A Hewlett-Packard programmable DC electronic power supply (1000 V_DCmax, 15 kW, with bidirectional current capability), working as a constant voltage source, is connected to the inverter DC-link. The power supply behaves as a dummy load, absorbing the active power delivered by the CW. The DC-link is regulated at 600 V_DC, which is an adequate value so that the three-phase inverter can deliver the CW rated voltage.

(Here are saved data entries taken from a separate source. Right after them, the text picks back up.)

PR #15, opened 2021-02-24
Initial clarification post support

deboer-tim:
Allowing teams and admins to post clarifications to the contest

### DIFF
--- a/Contest_API.md
+++ b/Contest_API.md
@@ -1209,7 +1209,38 @@ Note that at least one of `from_team_id` and `to_team_id` has to be
 
 Clients with the `public` role can only view clarifications replies
 from the jury to all teams, that is, messages where both `from_team_id`
-and `to_team_id` are `null`.
+and `to_team_id` are `null`. Clients with the `team` role can only view
+their own clarifications (sent or received) and public clarifications.
+
+#### POST clarifications
+
+To add a clarification one can use the `POST` method on the clarifications endpoint.
+The `POST` must include a valid JSON object with the same attributes the clarification
+endpoint returns with a `GET` request with the following exceptions:
+
+* If the server supports a `team` role, `id`, `to_team_id`, `reply_to_id`, `time`, and
+  `contest_time` must not be provided. `from_team_id` may be provided but then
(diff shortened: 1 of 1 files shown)


Contest_API.md
```diff
@@ -1209,7 +1209,38 @@ Note that at least one of `from_team_id` and `to_team_id` has to be
...
+and `to_team_id` are `null`. Clients with the `team` role can only view
+their own clarifications (sent or received) and public clarifications.
+
+#### POST clarifications
+
+To add a clarification one can use the `POST` method on the clarifications endpoint.
+The `POST` must include a valid JSON object with the same attributes the clarification
+endpoint returns with a `GET` request with the following exceptions:
+
+* If the server supports a `team` role, `id`, `to_team_id`, `reply_to_id`, `time`, and
```
eldering, line 1221: I'd replace `If the server supports` with `When submitting using`, or at least add words along these lines. Now it is only implicit that this is when submitting as team role.

Contest_API.md
```diff
@@ -1209,7 +1209,38 @@ Note that at least one of `from_team_id` and `to_team_id` has to be
...
+  `contest_time` must not be provided. `from_team_id` may be provided but then
+  must match the ID of the team associated with the request. The server will determine
+  an `id` and the current `time` and `contest_time`.
```
eldering, line 1224: Do we also want to add the constraint for teams that `reply_to_id` can only be set to a clarification that is visible to that team?

Contest_API.md
deboer-tim: Agreed, will do in following commit.

Contest_API.md
deboer-tim: I had originally misread the reply_to and thought it could only be used by jury. Looking at it again I guess a team could reply to a reply, or reply to a broadcast? If so I agree with your comment, but I'd also need to remove it from the first sentence above that says it must not be provided.

nickygerritsen (approved):

niemela (approved):
Definitely good enough as the first draft :).

PR #23, opened 2021-03-29
Move changes from CAF into Contest API

niemela:
Include the changes done in the Contest Archive Format into the API. This removed most differences. Remaining are:

- Binary file references are not required to work when saved to disk, rather binary files are stored in a predetermined location.
- `countdown_pause_time` is not in the CAF.
- Wherever `decimal` is used in the API, the CAF uses `number`, which is a built-in.
- CAF has not been updated for webhooks (but technically, neither has the API at the time of writing this).

We probably want to fix the last two...?

### DIFF
--- a/Contest_API.md
+++ b/Contest_API.md
@@ -739,7 +739,7 @@ JSON elements of problem objects:
 | Name              | Type    | Required? | Nullable? | Source @WF | Description                                                                                                                                                       |
 | ----------------- | ------- | --------- | --------- | ---------- | ----------------------------------------------------------------------------------------------------------------------------------------------------------------- |
 | id                | ID      | yes       | no        | CCS        | identifier of the problem, at the WFs the directory name of the problem archive                                                                                   |
-| uuid              | string  | no        | yes       | not used   | UUID of the problem, as defiend in the problem package. |
+| uuid              | string  | no        | yes       | not used   | UUID of the problem, as defined in the problem package. |
 | label             | string  | yes       | no        | CCS        | label of the problem on the scoreboard, typically a single capitalized letter                                                                                     |
 | name              | string  | yes       | no        | CCS        | name of the problem                                                                                                                                               |
 | ordinal           | ORDINAL | yes       | no        | CCS        | ordering of problems on the scoreboard                                                                                                                            |
--- a/Contest_API.md
+++ b/Contest_API.md
@@ -640,6 +640,8 @@ JSON elements of Command objects:
 | version         | string | no       | Expected output from running the version-command.                                      |
 | version-command | string | no       | Command to run to get the version. Defaults to `<command> --version` if not specified. |
 
+The compiler and runner elements are intended for informational purposes. It is not expected that systems will synchronize compiler and runner settings via this interface.
+
 #### Access restrictions at WF
 
 No access restrictions apply to a GET on this endpoint.
@@ -737,7 +739,7 @@ JSON elements of problem objects:
 | Name              | Type    | Required? | Nullable? | Source @WF | Description                                                                                                                                                       |
 | ----------------- | ------- | --------- | --------- | ---------- | ----------------------------------------------------------------------------------------------------------------------------------------------------------------- |
 | id                | ID      | yes       | no        | CCS        | identifier of the problem, at the WFs the directory name of the problem archive                                                                                   |
-| uuid              | string  | no        | yes       | not used   | UUID of the problem. |
+| uuid              | string  | no        | yes       | not used   | UUID of the problem, as defiend in the problem package. |
 | label             | string  | yes       | no        | CCS        | label of the problem on the scoreboard, typically a single capitalized letter                                                                                     |
 | name              | string  | yes       | no        | CCS        | name of the problem                                                                                                                                               |
 | ordinal           | ORDINAL | yes       | no        | CCS        | ordering of problems on the scoreboard                                                                                                                            |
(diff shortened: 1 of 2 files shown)


eldering (dismissed):

Contest_API.md
```diff
@@ -621,14 +621,27 @@ The following endpoints are associated with languages:
...
-| id                   | ID              | yes       | no        | CCS        | identifier of the language from table below                                                                             |
-| name                 | string          | yes       | no        | CCS        | name of the language (might not match table below, e.g. if localized)                                                   |
+| Name                 | Type   | Required? | Nullable? | Source @WF | Description                                                           |
+| -------------------- | ------ | --------- | --------- | ---------- | --------------------------------------------------------------------- |
+| id                   | ID     | yes       | no        | CCS        | identifier of the language from table below                           |
+| name                 | string | yes       | no        | CCS        | name of the language (might not match table below, e.g. if localized) |
+| compiler             | Command object | no | yes      | CCS        | Command used for compiling submissions. |
```
nickygerritsen, line 628: I get why you used `Command Object` as type here, since you don't want to repeat yourself. However, this is the first time we link to a type that is only defined below (right?). I'm wondering if this is clear enough.

nickygerritsen (commented):
> Wherever decimal is used in the API, the CAF uses number, which is a built-in.

We should definitely fix this yes.

> CAF has not been updated for webhooks (but technically, neither has the API at the time of writing this).

Maybe not do this yet? Any of us still need to implement webhooks to see if our idea actually works.

Contest_API.md
niemela: Well the list at the top (under "Archive contents") refers to all the types, and they are all (obviously) defined below. That said, up there they are all linked, we should do the same here.

nickygerritsen:
> > > Wherever decimal is used in the API, the CAF uses number, which is a built-in.
> > 
> > 
> > We should definitely fix this yes.
> 
> Which way? I would prefer updating the API to use simple built-ins.
> 
I'm fine with that. Does indeed make sense to use built ins. However we do specify we only allow 3 decimals in the API spec. Do we want to keep that?

niemela:
> > [...] I would prefer updating the API to use simple built-ins.
> 
> I'm fine with that. Does indeed make sense to use built ins. However we do specify we only allow 3 decimals in the API spec. Do we want to keep that?

I would prefer to drop that, t.b.h.

Contest_API.md
niemela: A right, sorry. I was indeed referring to the CAF spec. In the API spec we always refer to object definitions below, just not by name. E.g. for the languages endpoint(s) the description is "JSON array of all languages with elements as defined in the table below". If the endpoint table had a type column (and maybe it should), it would say "Language object" and "Array of Language objects" respectively.

In the API spec the definition of the Command objects is literally *directly* below the (very short) table where it is referred to. I think that is close enough for a forward reference to work without further explanation. Also, there is no actual header above the Command object, so we can't actually link to it (although, we could of course change that).

In summary, I suggest no change regarding this. :)

nickygerritsen: OK fair point

niemela:
> Why do we even have it? It was from before my time

It's used for `time_limit`, `max_run_time` and `run_time`. The idea was to force a certain (maximal as well as minimal) resolution. I think it was a mistake to do that by defining a special type, we should just add it as a "should" in the descriptions.

Contest_API.md
```diff
@@ -621,14 +621,27 @@ The following endpoints are associated with languages:
...
 | entry_point_required | boolean         | yes       | no        | CCS        | whether the language requires an entry point                                                                            |
 | entry_point_name     | string          | depends   | yes       | CCS        | the name of the type of entry point, such as "Main class" or "Main file"). Required iff entry_point_required is present |
 | extensions           | array of string | yes       | no        | CCS        | file extensions for the language                                                                                        |
 
+JSON elements of Command objects:
+
+| Name            | Type   | Required | Description |
+| :-------------- | :----- | :------- | :---------- |
+| command         | string | yes      | Command to run.                                              |
+| args            | string | no       | Argument list for command. {files} denotes where to include the file list. |
```
eldering, line 639: Nitpick: put `{files}` in backquotes.

niemela: Done.

eldering (dismissed):

pehrsoderman (dismissed):

niemela:
Will rebase on master and merge.

Contest_API.md
```diff
@@ -621,13 +621,39 @@ The following endpoints are associated with languages:
...
+| version-command | string | no       | Command to run to get the version. Defaults to `<command> --version` if not specified. |
+
+The compiler and runner elements are intended for informational purposes. It is not expected that systems will synchronize compiler and runner settings via this interface.
+
+JSON elements of Command objects:
+
+| Name            | Type   | Required | Description |
+| :-------------- | :----- | :------- | :---------- |
+| command         | string | yes      | Command to run.                                              |
+| args            | string | no       | Argument list for command. `{files}` denotes where to include the file list. |
```
meisterT, line 652: Late to the party, but we need other vars similar `{files}`, e.g. for derivatives of the entry point (think main class in Java and Kotlin).

meisterT: Also for Java the heap size is dependent on the problem's memory limit, so we would need a way to express that.

deboer-tim: This issue was merged a year ago, so I'm worried that comments here might be forgotten. I'd open up an issue, submit a PR with a suggestion (even if not complete, it'll generate discussion) or join an upcoming call.

nickygerritsen: I promised Tobi to put this in the agenda, which I just did.

niemela: > Late to the party, but we need other vars similar `{files}`,

Yes. agreed.

PR #27, opened 2021-04-26
Drop system.yaml and move clarification related fields to hardcoded lists

nickygerritsen:
I'm struggling a bit with if and how we should word that the non-problem categories don't HAVE to be assignable by teams but only admins (as long as the teams can choose something like 'no specific problem).

Should we? And if so, how?

### DIFF
--- a/Contest_Control_System_Requirements.md
+++ b/Contest_Control_System_Requirements.md
@@ -274,20 +274,23 @@ on the contest network.
 
 ### Predefined Clarification Answers
 
-The CCS must be able to configure predefined answers to clarification
-requests (e.g., "No response, read problem statement." and "This will be
-answered after the practice session.") from the [ contest configuration
-file](#contestyaml), so that judges can choose to reply to a
-clarification request by selecting a predefined answer rather than being
-required to enter a specific answer. One of the predefined answers must
-be the "default" answer.
+The CCS must support predefined answers to clarification requests, so
+that judges can choose to reply to a clarification request by selecting
+a predefined answer rather than being required to enter a specific
+answer. At least the following predefined answers must be supported:
+
+* No comment, read problem statement.
+* This will be answered during the answers to questions session.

● Wind Turbine Emulator Module

The wind turbine emulator is based on a Texas Instruments DSP F28335-TMS320 which computes the turbine torque from a programmed turbine characteristic, the measurement of the DWIG shaft speed and the desired wind speed. Such variable wind profile can be either downloaded to memory or entered via keypad. This computed torque acts as reference for the driving electric machine, a SIEMENS three-phase induction motor (model: 1LA71632AA) of 11 kW, 400 V, 50 Hz and 2 poles (3000 rpm synchronous speed), fed by a SIEMENS Micromaster MM440 frequency converter.

For these tests, a 5.6 kW three-blade horizontal axis wind turbine coupled to the DWIG trough a gearbox with a 1:11 speed ratio is emulated, with R = 2.5 m and TSR_opt = 60.5 (generator side).

4.1. Case Study 1: Variable Wind Speed Profile

The first series of tests was performed using a realistic wind speed profile, which is shown in Figure 6. Note that its maximum wind speed was below 7.5 m/s to ensure operation under a scarce wind regime, so the WECS-DWIG is functioning in conditions that maximum wind power extraction is of paramount importance (i.e., Zone AB with MPPT objective).

Figure 7 shows the corresponding optimum speed Ω_opt in orange dashed line. That is, the temporal evolution of the reference speed for maximum power extraction in accordance with Equation (18). In addition, in blue, the real DWIG shaft speed when only the FF controller is employed is depicted [11]. It can be appreciated that the feed forward approach provides good tracking of the optimum speed. However, due to disturbances and uncertainties with respect to the real system, it is evident that a certain persistent error exists, being of particular interest to avoid it when the wind resource is scarce (in several periods, for instance around 475 s, the speed error reaches values of approximately 20%).

As a counterpart, Figure 8 displays the experimental results obtained with the ST control set-up designed in Section 3.2. It can be observed that the behavior of the WECS-DWIG under the combine action of the proposed ST + FF strategy greatly improves. The shaft rotational, in practice, precisely overlaps the desired optimum speed Ω_opt, consequently excellent MPPT is attained. It is interesting to compare the system evolution in the DWIG speed-torque plane (Figure 9b), with the previous case, plotted in Figure 9a. It is notable how the SOSM based controller steers the system to travel almost over the optimum torque locus.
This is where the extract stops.